Протопопов сиял улыбкой. Он переоделся в спортивный костюм, и Гольдман с Бобровым тоже невольно улыбнулись.

— Олимпийский резерв, — одобрительно сказал Бобров.

— А что, могем? — и Колька расправил широченные плечи, колесом раскатив мощную грудь. — Че, мужики? Идем бухать?

Гольдман с Бобровым переглянулись. «Да ну, не верю», — взглядом сказал Бобров. «Не может быть, что убийца — он!» Колькино круглое лицо было бесхитростным, взгляд чист и наивен, как у большого ребенка. Протопопов со счастливым видом зашагал под навес, где все уже было готово. Мангалы дымились, женщины суетились, завершая приготовления. Все уже были здесь. Кроме начальства, которое, как известно задерживается, зная, что без первых лиц за стол не сядут. Здесь же был и Миллер, который с озабоченным лицом разворачивал аппаратуру.

— Олег, — тронул его за плечо Бобров. — Ты заселяться-то будешь?

— Да некогда, — дернулся Миллер. — Видишь: не успеваю. Сейчас забегу в домик, закину вещи…

— Мы тебе лучшую койку оставили, у окна, — улыбнулся Бобров.

— Андрюха, ты — человек! — с чувством сказал Олег и побежал заселяться.

— Так, рассаживаемся, — командовал Свежевский. — Бухгалтерские с бухгалтерскими, говорящие головы с говорящими головами… Руководство отдельно, вон за тем столом! Гости плюс один, где приткнутся, кроме Зиненок…

Не сговариваясь, первыми из начальства появились Шелковников с Мартиным. Бобров увидел, что Ося прав: глаза у Мартина были стеклянные. Он смотрел мимо Боброва, хотя, казалось, что смотрел на него.
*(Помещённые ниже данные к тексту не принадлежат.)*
PR #429, opened 2021-01-29
Add protected flag for asynchronous calls in covidcast

chinandrew:
Adding a constant to covidcast that, if set to True, will call an asynchronous version of `_fetch_single_geo()` that sends 100 requests at a time. I've set it to False so there should be no behavior changes, but if an indicator wants to use it they can. This was done with the combo indicator and nowcast indicator in mind I guess there's an argument to having the indicators make the async call directly through the Epidata package and not even surfacing this in covidcast, so open to discussion there. @capnrefsmmat @krivard thoughts?

Note this currently will not work until the latest Epidata client is published to pypi, so I've been running it with a local Epidata file. There's also a change in here to no longer loop through all geos after https://github.com/cmu-delphi/delphi-epidata/pull/237

usage example:
```
In [1]: from datetime import date                                                                                                                                    

In [2]: from covidcast import covidcast                                                                                                                              

In [3]: %time sync_df = covidcast.signal("fb-survey", "smoothed_cli", date(2020,4,6), date(2020,12,31), "state")                                                     
CPU times: user 6.62 s, sys: 345 ms, total: 6.97 s
****Wall time: 3min 33s****

In [4]: covidcast._ASYNC_CALL = True                                                                                                                                 

In [5]: %time async_df = covidcast.signal("fb-survey", "smoothed_cli", date(2020,4,6), date(2020,12,31), "state")                                                    
CPU times: user 1.39 s, sys: 62.5 ms, total: 1.45 s
****Wall time: 3.25 s****

In [6]: sync_df.equals(async_df)                                                                                                                                     
Out[6]: True
```

Have not written tests yet.


krivard:
I'm in favor

chinandrew:
With the release of Epidata 0.0.11 (thanks Katie), this is ready for review

Python-packages/covidcast-py/Makefile
```diff
@@ -22,7 +22,6 @@ build:
 
 lint:
 	. env/bin/activate; pylint covidcast/ --rcfile .pylintrc
-	. env/bin/activate; mypy covidcast --config-file mypy.ini
```
chinandrew, line 25: to standardize with indicator repo

Python-packages/covidcast-py/covidcast/covidcast.py
```diff
@@ -415,6 +425,56 @@ def _fetch_epidata(data_source: str,
...
+                         start_day: date,
+                         end_day: date,
+                         geo_type: str,
+                         geo_value: Union[str, Iterable[str]],
+                         as_of: date,
+                         issues: Union[date, tuple, list],
+                         lag: int) -> Union[pd.DataFrame, None]:
+    """Fetch data for a single geo asynchronously.
+
+    signal() wraps this to support fetching data over an iterable of
```
krivard, line 439:
```suggestion
    signal() wraps this to support fetching data over an iterable set of
```
?

krivard (approved):
Looks reasonable to me; lmk if you still want to wait for Alex

Python-packages/covidcast-py/covidcast/covidcast.py
chinandrew: This reminded me the docstring is a bit out of date, updated it.

krivard:
(also why is this failing evalcast build?)

chinandrew:
> (also why is this failing evalcast build?)

Appears to be unrelated to this PR, see [this thread](https://delphi-org.slack.com/archives/C013AH5N01E/p1613174696151100?thread_ts=1613173622.151000&cid=C013AH5N01E)

chinandrew:
@capnrefsmmat poke for review

capnrefsmmat (commented):
Does this require editing setup.py to specify a minimum version of delphi-epidata that supports async calls?

chinandrew:
> Does this require editing setup.py to specify a minimum version of delphi-epidata that supports async calls?

Good idea, updated

capnrefsmmat (approved):
lgtm, although I've never used the async epidata features

PR #430, opened 2021-01-29
Remove individual geo calls

chinandrew:
Redundant after https://github.com/cmu-delphi/delphi-epidata/pull/237. Also removed a test that expected 2 calls with 2 geos.

### DIFF
--- a/Python-packages/covidcast-py/covidcast/covidcast.py
+++ b/Python-packages/covidcast-py/covidcast/covidcast.py
@@ -175,26 +175,8 @@ def signal(data_source: str,
                          "start_day = '{start}', end_day = '{end}'".format(
                              start=start_day, end=end_day))
 
-    if isinstance(geo_values, str):
-        # User only provided one, not a list
-        geo_values = [geo_values]
-
-    dfs = [
-        _fetch_single_geo(
-            data_source, signal, start_day, end_day, geo_type, geo_value,
-            as_of, issues, lag)
-        for geo_value in set(geo_values)
-    ]
-
-    try:
-        # pd.concat automatically filters out None
-        out = pd.concat(dfs)
-    except ValueError:
-        # pd.concat raises ValueError if all of the dfs are None, meaning we
-        # found no data
-        return None
-
-    return out
+    return _fetch_single_geo(
+        data_source, signal, start_day, end_day, geo_type, geo_values, as_of, issues, lag)
 
 
 def metadata() -> pd.DataFrame:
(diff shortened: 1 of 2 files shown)


Python-packages/covidcast-py/covidcast/covidcast.py
```diff
@@ -175,26 +175,8 @@ def signal(data_source: str,
...
-        # pd.concat automatically filters out None
-        out = pd.concat(dfs)
-    except ValueError:
-        # pd.concat raises ValueError if all of the dfs are None, meaning we
-        # found no data
-        return None
-
-    return out
+    return _fetch_single_geo(
+        data_source, signal, start_day, end_day, geo_type, geo_values, as_of, issues, lag)
```
capnrefsmmat, line 179: seems like we should merge this function and `_fetch_single_geo`, since `_fetch_single_geo` no longer fetches a single geo?

capnrefsmmat (changes requested):
seems like a good opportunity to simplify, or at least rename `_fetch_single_geo` so its name is no longer false...

Python-packages/covidcast-py/covidcast/covidcast.py
chinandrew: Renamed to _fetch_epidata and refactored a little bit. Didn't merge  it with signal() yet in case we go ahead with #429

Python-packages/covidcast-py/covidcast/covidcast.py
```diff
@@ -379,15 +368,15 @@ def _detect_metadata(data: pd.DataFrame,
...
-                      as_of: date,
-                      issues: Union[date, tuple, list],
-                      lag: int) -> Union[pd.DataFrame, None]:
+def _fetch_epidata(data_source: str,
+                   signal: str,  # pylint: disable=W0621
+                   start_day: date,
+                   end_day: date,
+                   geo_type: str,
+                   geo_value: str,
+                   as_of: date,
```
capnrefsmmat, line 377: type annotation false: can't this now be a str or list of strs?

capnrefsmmat (commented):
safe to merge with the type annotation fixed, I think

Python-packages/covidcast-py/covidcast/covidcast.py
chinandrew: ah yes, added

capnrefsmmat (approved):
Looks good

PR #434, opened 2021-01-31
Add geo_type column to predictions_cards so evaluate_predictions()  doesn't need to guess

### LINKED ISSUE #433: [evalcast] extend `evaluate_predictions()` support beyond geo_type in ('state', 'county')
Logic here assumes predictions cards will only have geo type in state or county: https://github.com/cmu-delphi/covidcast/blob/evalcast-killcards/R-packages/evalcast/R/evaluate.R#L138-L143  Specifically, it tests the lengths of strings and if there are strings of varying lengths, it assumes that there are a mix of geo types

Issue: some geo types have strings of varying lengths, e.g., hrr, which are numbers (cast to string by covidcast) of length 1-3.

Proposal: Require predictions cards to also have a geo_type column and check that there is only one unique value there instead.

huisaddison:
Resolves #433

May break compatibility with predictions_cards created before this commit (because they don't have a geo_type() column); new predictions_cards (generated by get_predictions()) will have the necessary column.

### DIFF
--- a/R-packages/evalcast/R/evaluate.R
+++ b/R-packages/evalcast/R/evaluate.R
@@ -135,7 +135,7 @@ get_covidcast_data <- function(predictions_cards,
   assert_that(length(incidence_period) == 1,
               msg = "All predictions cards should have the same incidence
                      period.")
-  geo_type <- unique(predictions_card$geo_type)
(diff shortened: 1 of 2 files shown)


dajmcdon:
See #435

Issue #436, opened 2021-02-01
Use API instead of HTML parsing when retrieving forecast dates


JedGrabman:
`evalcast::get_covidhub_forecast_dates` does html parsing to find what dates a forecaster has submitted for. This breaks if github changes the html of pages they return (which they appear to have just done). I'm making a quick fix to look for the new html, but the longer term solution is to use the github API and retrieve the file names instead.

jacobbien:
Just want to connect this issue to the previous issue #99.

JedGrabman:
Using the Zoltar API may be preferable to the Github API since it's already used in the package and we could potentially transition to using `get_zoltar_predictions` as well.

PR #437, opened 2021-02-01
Fix date retrieval

JedGrabman:
Forecast date retrieval in evalcast broke, apparently because Github added a div to their HTML. This is a short-term fix to get the functionality working again, but issue #436 would be the long term solution.


sarah-colq (approved):
LGTM

dajmcdon (approved):

PR #441, opened 2021-02-02
properly cast factor to numeric

huisaddison:
Calling as.numeric() on a factor variable of real numbers, as happens here: https://github.com/cmu-delphi/covidcast/blob/main/R-packages/modeltools/R/quantgen.R#L270 has undefined behavior.  In some systems, the coercion goes through as expected.  In others, the level codes are returned instead.  

The fix ensures that we always obtain the factor values, not the factor level codes.

Reference: https://stackoverflow.com/questions/3418128/how-to-convert-a-factor-to-integer-numeric-without-loss-of-information

### DIFF
--- a/R-packages/modeltools/R/quantgen.R
+++ b/R-packages/modeltools/R/quantgen.R
@@ -267,7 +267,8 @@ quantgen_forecaster = function(df, forecast_date, signals, incidence_period,
                    names_to = "quantile",
                    values_to = "value") %>%
       mutate(quantile = as.numeric(quantile),
-             value = as.numeric(value),
+             # https://stackoverflow.com/questions/3418128/how-to-convert-a-factor-to-integer-numeric-without-loss-of-information
+             value = as.numeric(levels(value))[value],
              ahead = a)
     
     # TODO: allow train_obj to be appended to forecaster's output. This would


jacobbien:
I wanted to understand why `value` would be a factor, so I looked into this a bit, and I think I see what's happening.
 
https://github.com/cmu-delphi/covidcast/blob/6bca816b62e700cc90f31b0e3d5a6c0edda31da5/R-packages/modeltools/R/quantgen.R#L264-L271

`predict_mat` is a matrix of numeric, but when it's `cbind`-ed to a character vector, the numeric entries become character entries.  So you get "5.11329053298113" as a value.

Ok, and now here's the interesting thing.  I believe that new versions of R now changed the default of the `stringsAsFactors` argument of `data.frame` from TRUE to FALSE.  So `as.data.frame` now does not convert characters to factors by default (@huisaddison I think this explains why we were getting different results).

So the fix above would take a numeric to a character to a factor to a numeric!  I think the better fix would be to avoid the numeric to character conversion in the first place.  I think the solution is actually quite simple: Replace `cbind` with `bind_cols`.

huisaddison:
Superseded by #442

PR #442, opened 2021-02-02
Modeltools quantgen_forecaster - avoid numeric to character conversion

jacobbien:
This addresses the problem described in #441 identified by @huisaddison.  This PR implements the fix that I described in my comment on that PR.  To make this PR self-contained, here's a copy of that comment:

I wanted to understand why `value` would be a factor, so I looked into this a bit, and I think I see what's happening.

Но это был взгляд человека, который полностью ушел в себя, а мир вокруг сделался туманным. Пьяный Мартин погружался в мрачное безразличие, он просто переставал что-либо чувствовать. И реагировать на окружающих, потому что не слышал, что они говорят. Бобров понял: бесполезно. Мартин им сегодня не поможет. Он уже принял «обезболивающее» в количестве достаточном. Тем не менее, Бобров пошел туда, к столу для начальства, чтобы занять местечко. Ему, как начальнику валютного отдела и урожденному москвичу, земляку Василия Дмитриевича препятствовать не стали. Квашнин ему благоволил, они даже обедали как-то вместе, все видели. Надо же, чтобы кто-то поддерживал беседу с боссом, и чтобы у них нашлись общие темы.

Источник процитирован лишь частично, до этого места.